PR #377, opened 2020-05-19
Fix naming and availability in command palette of various commands

jcreedcmu:


shati-patel:
(Sorry, a few drive-by questions!)
- Is there a reason for there to be two "CodeQL: Download database" commands? (`codeQL.downloadDatabase` and `codeQL.chooseDatabaseInternet`) They both show up in the Command Palette 🤔 
- Would it be okay to change that command to "CodeQL: Download Database", to keep the capitalization consistent with other commands?

jcreedcmu:
Oh, good catch! I had misunderstood the problem. These unprefixed commands were not supposed to be in the command palette at all, but just hooked up to those database view buttons. The command `codeQL.downloadDatabase` is the palette command, and (what is now named, for consistency) `codeQLDatabases.chooseDatabaseInternet` is the command behind the corresponding button, and will no longer show up in the command palette as of the above commit.

extensions/ql-vscode/package.json
```diff
@@ -27,9 +27,9 @@
     "onView:codeQLQueryHistory",
     "onView:test-explorer",
     "onCommand:codeQL.checkForUpdatesToCLI",
-    "onCommand:codeQL.chooseDatabaseFolder",
-    "onCommand:codeQL.chooseDatabaseArchive",
-    "onCommand:codeQL.chooseDatabaseInternet",
+    "onCommand:codeQLDatabases.chooseDatabaseFolder",
```
aeisenberg, line 30: I had thought the difference between the `codeQL` namespace and the `codeQLDatabases` namespace was that the latter accepted an existing database as an argument (and so was only applicable in the databases view). Whereas the former could be invoked in any context.

I see you're disabling them as global commands, so maybe that's what we want.

extensions/ql-vscode/package.json
```diff
@@ -442,6 +442,18 @@
           "command": "codeQLDatabases.removeDatabase",
           "when": "false"
         },
+        {
+          "command": "codeQLDatabases.chooseDatabaseFolder",
```
aeisenberg, line 446: Do we want to disable these as global commands?

aeisenberg:
Yes, this is inconsistent. Maybe the best solution is to simply remove `codeQL.downloadDatabase`. Is there any reason _not_ to make the other commands globally available?

extensions/ql-vscode/package.json
jcreedcmu: Happy to be persuaded about choice of convention, but my intent so far about the `codeQL$FOO.$BAR` name structure (where `$FOO` is nonempty) was just about scoping to portions of the interface. Consider for example `codeQLDatabases.sortByName` which does not take a database as an argument, and things like `codeQLQueryHistory.openQuery` which are relevant to user events taking place in the query history view, but don't imply any particular constraints about the types of those handlers.

extensions/ql-vscode/package.json
jcreedcmu: We definitely *do* want to disable these commands if we want to consistently maintain the pattern that the hover text over the buttons is not be prefixed, and the command palette command names is prefixed with `CodeQL: `. And I think both of those patterns are desirable.

However, we totally could *also* have command-palette-visible commands (which would be named, like, `codeQL.chooseDatabaseFolder`) which do the same thing.

jcreedcmu:
> Yes, this is inconsistent. Maybe the best solution is to simply remove `codeQL.downloadDatabase`. Is there any reason _not_ to make the other commands globally available?

As commented above, I don't think we need to remove it, but I could make the naming of the internal command more consistent, and add command palette versions of the other two, just in case people are exploring around the command palette and/or prefer to do things with the keyboard instead of clicking on icons with the mouse. Commit incoming shortly...

extensions/ql-vscode/package.json
aeisenberg: That makes sense. Maybe we _don't_ want to pollute the global scope here with commands that are so tightly related to the databases view (I'm contradicting what I said earlier). So, what you have right now is fine.

aeisenberg:
Either way is fine: removing the palette command, or adding the 2 extra palette commands available consistently.

PR #381, opened 2020-05-19
Avoid need for `build` directory

dbartol:
It looks like we added a `build` directory a while back to make it possible to run Rush without installing it globally on the build agent. Rush already has a mechanism for handling this: `common/scripts/install-run-rush.js`. You run that script with the same command line you'd pass to `rush`, and it automatically installs (locally) whatever version of Rush is in your `rush.json` and then runs the command. We were already using that in our `.vscode/tasks.json`. This PR uses it in our Actions workflows as well.

Note that in addition to letting us delete a whole directory, this also prevents our Actions from installing the `rush` package and all of its dependencies twice. Before, we would install whatever version of `rush` was specified in `build/package.json`, and then that would install whatever version of `rush` was specified in `rush.json`. With `install-run-rush.js`, it just directly installs the version specified in `rush.json`.

## Checklist


jcreedcmu:
Nice!

PR #1405, opened 2022-06-23
Parse summary of evaluator logs into data model

angelapwen:
This PR is the first step towards adding a visualizer for evaluator log data. It includes the following logic:
- running the command to generate log summaries, after a query is complete, in JSON format for ease of parsing
- parsing each interesting JSON object from the log summary into a data model (where interesting means the object contains all fields that our data model require) 
- adding a data model encapsulating fields that we expect to surface in our visualizer

After this PR is merged, we will merge a PR displaying the data in the data model in a [VSCode TreeView](https://code.visualstudio.com/api/extension-guides/tree-view).

The PR is marked as draft due to the number of comments labeled `REVIEW`. 

## Checklist

### DIFF
--- a/extensions/ql-vscode/src/pure/log-summary-parser.ts
+++ b/extensions/ql-vscode/src/pure/log-summary-parser.ts
@@ -1,0 +1,31 @@
+import { EvaluatorLogData } from '../run-queries';
+
+/**
+ * A pure method that parses a string of evaluator log summaries into
+ * an array of EvaluatorLogData objects. 
+ * 
+ */
+ export function parseVisualizerData(logSummary: string): EvaluatorLogData[] {
+    // Remove newline delimiters because summary is in .jsonl format.
+    const jsonSummaryObjects: string[] = logSummary.split('\n\n');
+    const visualizerData: EvaluatorLogData[] = [];
+  
+    for (const obj of jsonSummaryObjects) {
+      const jsonObj = JSON.parse(obj);
+  
+      // Only convert log items that have an RA and millis field
+      // REVIEW: Not sure this is exactly what we want. Are we now excluding too many items?
+      // REVIEW: Is there a way to make this less brittle? 
+      if (jsonObj.ra != undefined && jsonObj.millis != undefined) {
+        const newLogData: EvaluatorLogData = {
+          queryName: jsonObj.queryCausingWork,
+          predicateName: jsonObj.predicateName,
+          timeInMillis: jsonObj.millis,
+          resultSize: jsonObj.resultSize
+          // TODO: need to also parse RA, pipeline arrays into the object. 
+        };
+        visualizerData.push(newLogData);
+      }
+    } 
+    return visualizerData;
+}
--- a/extensions/ql-vscode/src/run-queries.ts
+++ b/extensions/ql-vscode/src/run-queries.ts
@@ -37,6 +37,7 @@ import { ensureMetadataIsComplete } from './query-results';
 import { SELECT_QUERY_NAME } from './contextual/locationFinder';
 import { DecodedBqrsChunk } from './pure/bqrs-cli-types';
 import { getErrorMessage } from './pure/helpers-pure';
+import { parseVisualizerData } from './pure/log-summary-parser';
 
 /**
  * run-queries.ts
@@ -44,6 +45,28 @@ import { getErrorMessage } from './pure/helpers-pure';
  *
  * Compiling and running QL queries.
  */
+
+// REVIEW: I think these should be moved to another class (EvaluatorLogVisualizer
+// or EvaluatorLogData on its own once we wire it up with the tree visualizer)? 
+
+// REVIEW: Suggestions on other fields that are useful for a performance 
+// debugger would be welcome!
+export interface EvaluatorLogData {
+  queryName: string;
+  predicateName: string;
+  timeInMillis: number;
+  resultSize: number;
+  ra?: Pipeline[];
+}
+
+interface Pipeline {
+  pipelineName: string;
+  steps: PipelineStep[];
+}
+
+interface PipelineStep {
+  body: string;
+}
 
 /**
  * Information about which query will be to be run. `quickEvalPosition` and `quickEvalText`
@@ -103,6 +126,10 @@ export class QueryEvaluationInfo {
     return qsClient.findQueryEvalLogSummaryFile(this.querySaveDir);
   }
 
+  get jsonEvalLogSummaryPath() {
+    return qsClient.findJsonQueryEvalLogSummaryFile(this.querySaveDir);
+  }  
+  
   get evalLogEndSummaryPath() {
     return qsClient.findQueryEvalLogEndSummaryFile(this.querySaveDir);
   }
@@ -212,7 +239,28 @@ export class QueryEvaluationInfo {
             })
 
             .catch(err => {
-              void showAndLogWarningMessage(`Failed to generate structured evaluator log summary. Reason: ${err.message}`);
+              void showAndLogWarningMessage(`Failed to generate human-readable structured evaluator log summary. Reason: ${err.message}`);
+            });
+
+          // REVIEW: it seems clunky to have to run this command again just to get the same summary file
+          // in JSON format, but I'm not sure it's worth changing the way it works in the CLI for just
+          // this use case? 
+          void qs.cliServer.generateJsonLogSummary(this.evalLogPath, this.jsonEvalLogSummaryPath)
+            .then(() => {
+              // Convert summary into appropriate JSON object here. Perhaps move the parsing logic
+              // into another class later on?
+              
+              // REVIEW: We may want to stream this later on; we are generating the human-readable
+              // file in memory above but the JSON formatted one should be larger?
+              fs.readFile(this.jsonEvalLogSummaryPath, (err, buffer) => {
+                if (err) {
+                  throw new Error(`Could not read structured evaluator log end of summary JSON file at ${this.jsonEvalLogSummaryPath}.`);
+                }
+                parseVisualizerData(buffer.toString()); // Eventually this return value will feed into the tree visualizer.
+              });
+            })
+            .catch(err => {
+              void showAndLogWarningMessage(`Failed to generate JSON structured evaluator log summary. Reason: ${err.message}`);
             });
         } else {
           void showAndLogWarningMessage(`Failed to write structured evaluator log to ${this.evalLogPath}.`);
--- a/extensions/ql-vscode/test/pure-tests/log-summary-parser.test.ts
+++ b/extensions/ql-vscode/test/pure-tests/log-summary-parser.test.ts
@@ -1,0 +1,129 @@
+import { expect } from 'chai';
+import 'mocha';
+
+import { parseVisualizerData } from '../../src/pure/log-summary-parser';
+
+describe('Parsing Valid Summary Text', () => {
+    let validSummaryText = `
+    {
+      "completionTime" : "2022-06-23T14:02:42.007Z",
+      "raHash" : "e77dfaa9ciimqv7gb3imoesdb11",
+      "predicateName" : "query::ClassPointerType::getBaseType#dispred#f0820431#ff",
+      "appearsAs" : {
+        "query::ClassPointerType::getBaseType#dispred#f0820431#ff" : {
+          "uboot-taint.ql" : [ 3 ]
+        }
+      },
+      "queryCausingWork" : "uboot-taint.ql",
+      "evaluationStrategy" : "COMPUTE_SIMPLE",
+      "millis" : 11,
+      "resultSize" : 1413,
+      "dependencies" : {
+        "derivedtypes_2013#join_rhs" : "0da8f1fqbiin9i0mcitjedvlbc7",
+        "query::Class#class#f0820431#f" : "2e5d24rnudi1l99mvtse9u567b7",
+        "derivedtypes" : "070e120iu2i3dhj6pt13oqnbi66"
+      },
+      "ra" : {
+        "pipeline" : [
+          "    {1} r1 = CONSTANT(unique int)[1]",
+          "    {3} r2 = JOIN r1 WITH derivedtypes_2013#join_rhs ON FIRST 1 OUTPUT Rhs.3, Rhs.1, Rhs.2",
+          "    {4} r3 = JOIN r2 WITH query::Class#class#f0820431#f ON FIRST 1 OUTPUT Lhs.1, Lhs.2, 1, Lhs.0",
+          "    {2} r4 = JOIN r3 WITH derivedtypes ON FIRST 4 OUTPUT Lhs.0, Lhs.3",
+          "    return r4"
+        ]
+      },
+      "pipelineRuns" : [ {
+        "raReference" : "pipeline"
+      } ]
+    }
+
+    {
+      "completionTime" : "2022-06-23T14:02:42.072Z",
+      "raHash" : "0a0e3cicgtsru1m0cun896qhi61",
+      "predicateName" : "query::DefinedMemberFunction#class#f0820431#f",
+      "appearsAs" : {
+        "query::DefinedMemberFunction#class#f0820431#f" : {
+          "uboot-taint.ql" : [ 3 ]
+        }
+      },
+      "queryCausingWork" : "uboot-taint.ql",
+      "evaluationStrategy" : "COMPUTE_SIMPLE",
+      "millis" : 20,
+      "resultSize" : 8740,
+      "dependencies" : {
+        "fun_decls" : "e6e2e6vn02fcrrtp1ks1f75cd01",
+        "fun_def" : "6bec314lcq8sm3skg9mpecscp02",
+        "function_instantiation" : "8caddafufc3it9svjph9m8d43me",
+        "fun_decls_10#join_rhs" : "16474d6lehg7ssk83gnv2q7r8t8"
+      },
+      "ra" : {
+        "pipeline" : [
+          "    {2} r1 = SCAN fun_decls OUTPUT In.0, In.1",
+          "    {2} r2 = STREAM DEDUP r1",
+          "    {1} r3 = JOIN r2 WITH fun_def ON FIRST 1 OUTPUT Lhs.1",
+          "",
+          "    {2} r4 = SCAN function_instantiation OUTPUT In.1, In.0",
+          "    {2} r5 = JOIN r4 WITH fun_decls_10#join_rhs ON FIRST 1 OUTPUT Rhs.1, Lhs.1",
+          "    {1} r6 = JOIN r5 WITH fun_def ON FIRST 1 OUTPUT Lhs.1",
+          "",
+          "    {1} r7 = r3 UNION r6",
+          "    return r7"
+        ]
+      },
+      "pipelineRuns" : [ {
+        "raReference" : "pipeline"
+      } ]
+    }    
+  `
+  it('should return only valid EvaluatorLogData objects', () => {
+    const evaluatorLogData = parseVisualizerData(validSummaryText);
+    expect (evaluatorLogData.length).to.eq(2);
+    for (let item of evaluatorLogData) {
+        expect(item.queryName).to.not.be.empty;
+        expect(item.predicateName).to.not.be.empty;
+        expect(item.timeInMillis).to.be.a('number');
+        expect(item.resultSize).to.be.a('number');
+    }
+  });
+
+  let invalidHeaderText = `
+  {
+    "summaryLogVersion" : "0.3.0",
+    "codeqlVersion" : "2.9.0+202204201304plus",
+    "startTime" : "2022-06-23T14:02:41.607Z"
+  }
+  `
+
+  it('should not parse a summary header object', () => {
+    const evaluatorLogData = parseVisualizerData(invalidHeaderText);
+    expect (evaluatorLogData.length).to.eq(0);
+    for (let item of evaluatorLogData) {
+      expect(item).to.be.empty;
+    }
+  });
+
+  let invalidSummaryText = `
+  {
+    "completionTime" : "2022-06-23T14:02:42.019Z",
+    "raHash" : "6bec314lcq8sm3skg9mpecscp02",
+    "predicateName" : "fun_def",
+    "appearsAs" : {
+      "fun_def" : {
+        "uboot-taint.ql" : [ 3, 21, 22, 24 ]
+      }
+    },
+    "queryCausingWork" : "uboot-taint.ql",
+    "evaluationStrategy" : "EXTENSIONAL",
+    "millis" : 3,
+    "resultSize" : 8857
+  }  
+  `
+
+  it('should not parse a log event missing RA or millis fields', () => {
+    const evaluatorLogData = parseVisualizerData(invalidSummaryText);
+    expect (evaluatorLogData.length).to.eq(0);
+    for (let item of evaluatorLogData) {
+      expect(item).to.be.empty;
+    }
+  });
+});
--- a/extensions/ql-vscode/src/cli.ts
+++ b/extensions/ql-vscode/src/cli.ts
@@ -689,6 +689,23 @@ export class CodeQLCliServer implements Disposable {
   }
 
   /**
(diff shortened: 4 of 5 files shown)


extensions/ql-vscode/src/pure/log-summary-parser.ts
```diff
@@ -0,0 +1,31 @@
...
+          predicateName: jsonObj.predicateName,
+          timeInMillis: jsonObj.millis,
+          resultSize: jsonObj.resultSize
+          // TODO: need to also parse RA, pipeline arrays into the object. 
+        };
+        visualizerData.push(newLogData);
+      }
+    } 
+    return visualizerData;
+}
```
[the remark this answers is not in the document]
angelapwen: Ah... I can move this back into `run-queries.ts`, but I think this will cause the test setup to be more complex.

extensions/ql-vscode/src/pure/log-summary-parser.ts
```diff
@@ -0,0 +1,31 @@
...
+ export function parseVisualizerData(logSummary: string): EvaluatorLogData[] {
+    // Remove newline delimiters because summary is in .jsonl format.
+    const jsonSummaryObjects: string[] = logSummary.split('\n\n');
+    const visualizerData: EvaluatorLogData[] = [];
+  
+    for (const obj of jsonSummaryObjects) {
+      const jsonObj = JSON.parse(obj);
+  
+      // Only convert log items that have an RA and millis field
+      // REVIEW: Not sure this is exactly what we want. Are we now excluding too many items?
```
PR #1408, opened 2022-06-28
Add cutoff repos and counts to error message

robertbrignull:
The queries API is changing so that it won't fail when you try to run a query on more than 1000 repos. Instead it'll  cap the repos off at 1000 and tell you in the response which repos weren't queried (up to a limit of 100 repos).

This PR is for handling that change in the API and display the information in the log message. While there I also updated the log message in general to include the counts of the repositories in the various states. I think this makes it more consistent if we're including the count for the cutoff repositories case.

Any input on the wording of the log message is very welcome. Writing these messages is very hard 😢 

## Checklist

### DIFF
--- a/extensions/ql-vscode/src/remote-queries/run-remote-query.ts
+++ b/extensions/ql-vscode/src/remote-queries/run-remote-query.ts
@@ -39,6 +39,8 @@ interface QueriesResponse {
     invalid_repositories?: string[],
     repositories_without_database?: string[],
     private_repositories?: string[],
+    cutoff_repositories?: string[],
+    cutoff_repositories_count?: number,
   },
   repositories_queried: string[],
 }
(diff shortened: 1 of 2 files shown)


charisk (approved):
Messages look good to me!

extensions/ql-vscode/src/remote-queries/run-remote-query.ts
```diff
@@ -358,18 +360,31 @@ export function parseResponse(owner: string, repo: string, response: QueriesResp
...
-    if (response.errors.repositories_without_database?.length) {
-      logMessage += `${eol2}Repositories without databases:${eol}${response.errors.repositories_without_database.join(', ')}`;
+    if (repositories_without_database?.length) {
+      logMessage += `${eol2}${repositories_without_database.length} repositories did not have a CodeQL database available:${eol}${repositories_without_database.join(', ')}`;
       logMessage += `${eol}For each public repository that has not yet been added to the database service, we will try to create a database next time the store is updated.`;
     }
-    if (response.errors.private_repositories?.length) {
-      logMessage += `${eol2}Non-public repositories:${eol}${response.errors.private_repositories.join(', ')}`;
+    if (private_repositories?.length) {
+      logMessage += `${eol2}${private_repositories.length} repositories are not public:${eol}${private_repositories.join(', ')}`;
```
elenatanasoiu, line 373: Since we're building a log message from:
- two end of lines
- a number
- a message
- another eol
- a list
in three separate situations, extracting those lines into a method might improve readability. 

e.g. 
```
logMessage += buildCutOffMessage(private_repositories, "repositories are not public");

func buildCutOffMessage(list, message) => `${eol2}${list.length} ${message}:${eol}${list.join(', ')}`; 
```

elenatanasoiu (approved):
This looks great 👍 

I've left an optional suggestion, but feel free to ignore it as I think the way we do message building is fine.

PR #1420, opened 2022-07-01
Add API retries for octokit requests

robertbrignull:
The aim is to add automatic retrying for HTTP requests made with octokit. We've seen a few cases of spurious failure causing problems and this will go a long way to avoiding them. We may also want to add the ability to fully retry some operations like downloading MRVA results, but that's a separate change to this.

Is this all that's needed to use the `@octokit/plugin-retry` module and get automatic retrying? Reading https://github.com/octokit/plugin-retry.js this appears to be it. Just not sure how to tell if it's working or not. 🤔 
Maybe someone could work with me to write a test.

## Checklist

### DIFF
--- a/extensions/ql-vscode/package-lock.json
+++ b/extensions/ql-vscode/package-lock.json
@@ -9,6 +9,7 @@
       "version": "1.6.9",
       "license": "MIT",
       "dependencies": {
+        "@octokit/plugin-retry": "^3.0.9",
         "@octokit/rest": "^18.5.6",
         "@primer/octicons-react": "^16.3.0",
         "@primer/react": "^35.0.0",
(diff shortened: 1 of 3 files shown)


charisk:
Thanks for taking a look at this! The default behaviour is that `400, 401, 403, 404, 422` codes won't be retried (according to [this](https://github.com/octokit/plugin-retry.js/blob/master/src/index.ts#L10)). Do you think we might want to retry 404s? I'm wondering if we ever want to protect against something not being there _yet_.

robertbrignull:
> The default behaviour is that `400, 401, 403, 404, 422` codes won't be retried (according to [this](https://github.com/octokit/plugin-retry.js/blob/master/src/index.ts#L10)). 

That default list of statuses to not retry looks sensible to me. Those should all be user errors where retrying won't make a difference, as opposed to 5xx errors indicating something went wrong out of the user's control.

> Do you think we might want to retry 404s? I'm wondering if we ever want to protect against something not being there _yet_.

In terms of a 404, that would only mean the controller repository doesn't exist _yet_ and I don't think we want to retry and wait for that. For repos not having databases those are filtered out and the request either succeeds with those repos filtered out or fails with a 422 if no repos have databases. Again here I don't think we want to attempt to wait for them. The time frame of how long the user probably wants to wait vs how long the thing will take to be available isn't really compatible.

Does that make sense and is that what you meant?

charisk (approved):

aeisenberg (approved):
This sounds reasonable.

PR #1424, opened 2022-07-12
Replace "repository search" filter box with VS Code UI Toolkit

shati-patel:
Another part of transitioning the MRVA webview from Primer to the VS Code UI Toolkit! See internal linked issue for details.
The repository filter box now uses a VS Code "codicon" and the `VSCodeTextField` component. 

-----

1. First commit (https://github.com/github/vscode-codeql/commit/84fafa445871bbec7460876fd9c3532d198c8367) just adds the [codicons](https://github.com/microsoft/vscode-codicons) package. This also involved updating the CSP and webview sources, for which I followed the Microsoft example from [here](https://github.com/microsoft/vscode-extension-samples/tree/main/webview-codicons-sample) with some additional tweaks until it worked 🙈 Please double-check and let me know if I can do that better!
2. Second commit (https://github.com/github/vscode-codeql/commit/6b1b103694b459963a340fe2d3dec2ec1b5321e2) actually replaces the filter box: 

| Before | After |
|--------|--------|
|  C4756BE5-3F6E-4285-9D0F-B04E4BB4B541|  D6A27C12-151A-4EB0-9A6B-7A724D00EB00  |

## Checklist

N/A - internal only 🐘 


extensions/ql-vscode/src/remote-queries/view/RepositoriesSearch.tsx
```diff
@@ -10,20 +9,16 @@ interface RepositoriesSearchProps {
...
+    <VSCodeTextField
+      placeholder='Filter by repository owner/name'
+      size='150'
+      ariaLabel="Repository search"
       name="repository-search"
-      placeholder="Filter by repository owner/name"
       value={filterValue}
-      onChange={(e: ChangeEvent) => setFilterValue((e.target as HTMLInputElement).value)}
-    />
+      onInput={(e: ChangeEvent) => setFilterValue((e.target as HTMLInputElement).value)}
```
shati-patel, line 18: For some reason, `onChange` didn't quite do the right thing for this new component, so I tried `onInput`, which worked fine!

extensions/ql-vscode/src/remote-queries/view/RepositoriesSearch.tsx
```diff
@@ -10,20 +9,16 @@ interface RepositoriesSearchProps {
...
-      sx={{
-        backgroundColor: 'var(--vscode-editor-background);',
-        color: 'var(--vscode-editor-foreground);',
-        width: 'calc(100% - 14px)',
-      }}
-      leadingVisual={SearchIcon}
-      aria-label="Repository search"
+    <VSCodeTextField
+      placeholder='Filter by repository owner/name'
+      size='150'
```
shati-patel, line 14: Another slight change from the old component: I wasn't able to set an equivalent to `width: 'calc(100% - 14px)'`. 

`size='100'` made the box slightly less than full-width, so I picked `150` as something slightly higher. The box still resizes appropriately when you resize the screen 🤷🏽

extensions/ql-vscode/src/interface-utils.ts
```diff
@@ -149,7 +150,7 @@ export function getHtmlForWebview(
 <html>
   <head>
     <meta http-equiv="Content-Security-Policy"
-          content="default-src 'none'; script-src 'nonce-${nonce}'; style-src ${styleSrc}; connect-src ${webview.cspSource};">
+          content="default-src 'none'; script-src 'nonce-${nonce}'; font-src ${styleSrc}; style-src ${styleSrc}; connect-src ${webview.cspSource};">
```
charisk, line 153: 🤔 I'm not sure this makes sense. Does setting `font-src '${webview.cspSource}'` work?

extensions/ql-vscode/src/remote-queries/remote-queries-interface.ts
```diff
@@ -111,6 +111,7 @@ export class RemoteQueriesInterfaceManager {
           localResourceRoots: [
             Uri.file(this.analysesResultsManager.storagePath),
             Uri.file(path.join(this.ctx.extensionPath, 'out')),
+            Uri.file(path.join(this.ctx.extensionPath, 'node_modules/@vscode/codicons/dist')),
```
charisk, line 114: I feel like this part should be dealt by webpack somehow. @aeisenberg what do you think?

The reason I mention webpack is because webpack is the tool that is building up our "executable" and sticks it in the `out` directory. It'd be cool if it included any codicons resources in it too.

extensions/ql-vscode/src/remote-queries/view/RepositoriesSearch.tsx
charisk: I believe you can set any CSS property you want by setting `style` e.g.

```jsx
<VSCodeTextField style={{ width: 'calc(100% - 14px)' }} 
```

but if it looks ok then I don't mind which way we do it!

charisk (commented):
Thank you for getting this working! I have some comments/questions that may be hard to answer. I'm happy to pair if it helps.

extensions/ql-vscode/src/remote-queries/remote-queries-interface.ts
aeisenberg: It might be that without extra webpack instructions, this file won't exist when the extension is built.

shati-patel: I couldn't find any examples of other icons/things that we require from node_modules 😿 The other ones ([like the primer/octicons](https://github.com/github/vscode-codeql/blob/9c29c5c9c6b7c9f073034f79118f647138552e0b/extensions/ql-vscode/src/remote-queries/view/RepoListCopyButton.tsx#L4)) are generally just components that you can import 🤔 


Also, good call about building/installing the extension properly! I downloaded an actions build from https://github.com/github/vscode-codeql/actions/runs/2657604754 and the codicons aren't visible 🤦🏽 

I'll take a quick look at webpack - though I may need a hand to make changes 😅

shati-patel: Now that I've [moved `codicons` to the regular `dependencies`](https://github.com/github/vscode-codeql/pull/1424/commits/9669cd850a5e84516e318f0107a7dc0464010e0c) (instead of `devDependencies`), the current approach seems to work fine 😌 

Let me know if we still need/want to change webpack! Otherwise, this should be good to go 🤞🏽

charisk: Lets get it merged and we can play around with webpack some other time.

#### Description of the task:
Scan the entries for lines with the word "merged". The number of such lines is the whole answer.

#### Solution below:
2